In initial capital outlay, the blazers schools, Sovereign Lord Int’l Academy and Rising Stars International schools could not have injected a combined investment funds less than N100million, which is just still a decimal in contribution of education to the National Income.

Makers of these furniture made economic gains from investment of a new school
At operations, with minimal staff strength of 10 on roll, these three schools will be scaling down unemployment within Egbeda-Idimu axis by 30 points of human unit. Book publishers with good reach, stationeries and teaching aides’ suppliers are sure to raise sales volume.

In the language of figure for direct and simple clarity, the private schools in Lagos State alone will be injecting about N2.4 billion into the economy of the state between mid Augusts to September ending. I have left out the likes of Renics College et al who added giant three-story building to its structures way back May of this year. Therefore, this figure is yet a modest empirical fact -- extremely modest so to say.

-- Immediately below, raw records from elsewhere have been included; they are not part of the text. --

PR #132, opened 2021-11-11
Update Form Input Styles

garethdandrews:
Updated the form-floating input styles so error messages are better displayed.
Having some issues getting the checkbox for terms and conditions to highlight when not checked, but without re-writing the field_error_proc there's no easy way to achieve this.
Before:
Screenshot 2021-11-11 at 11 18 24

After:
Screenshot 2021-11-11 at 11 09 38

### DIFF
--- a/app/assets/stylesheets/forms.scss
+++ b/app/assets/stylesheets/forms.scss
@@ -54,6 +54,25 @@
         color: $white;
       }
 
+      .form-control {
+        &:focus {
+          box-shadow: 0 0 0 0.2rem $brand-primary-dark;
+        }
+
+        &.invalid {
+          box-shadow: 0 0 0 0.2rem $danger;
+        }
+      }
+
+      .error-message {
+        position: absolute;
+        top: -0.5rem;
+        right: 0;
+        padding: 1rem 0.75rem;
+        color: $danger;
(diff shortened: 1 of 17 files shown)


app/assets/stylesheets/forms.scss
```diff
@@ -117,6 +140,10 @@
         .form-check-label {
           color: $white;
         }
+
+        .error-message {
```
IeuanSkinner, line 144: Remove this?

IeuanSkinner:
Is there anything simple that can be done to better highlight the 'Terms can't be blank' error? The red on blue text is easy to miss so some form of border highlighting like the text fields have would be useful.

garethdandrews:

Check it out, Kingsville no longer look this old
Let’s get the substance right: Official figure released by the state puts the total schools operating in Lagos at 12,713. Leave out the extra 713 as Public Schools to put the total private schools at 12,000, bearing in mind that those that made the list could have being of average to government’s interest. Therefore, in all material values enunciated above, a fund committed to the frenzy by the schools is about N200,000 in average to make up the total figure. Of course, this figure still excludes direct cash flow into the state treasury soon to begin in tax and annual due remittances. Yet these proprietors cringe, shivers and crawl before government officials as Lord. This brings out the worrisome question: Do proprietors of private school realize their economic values and power at all? Let’s take a break.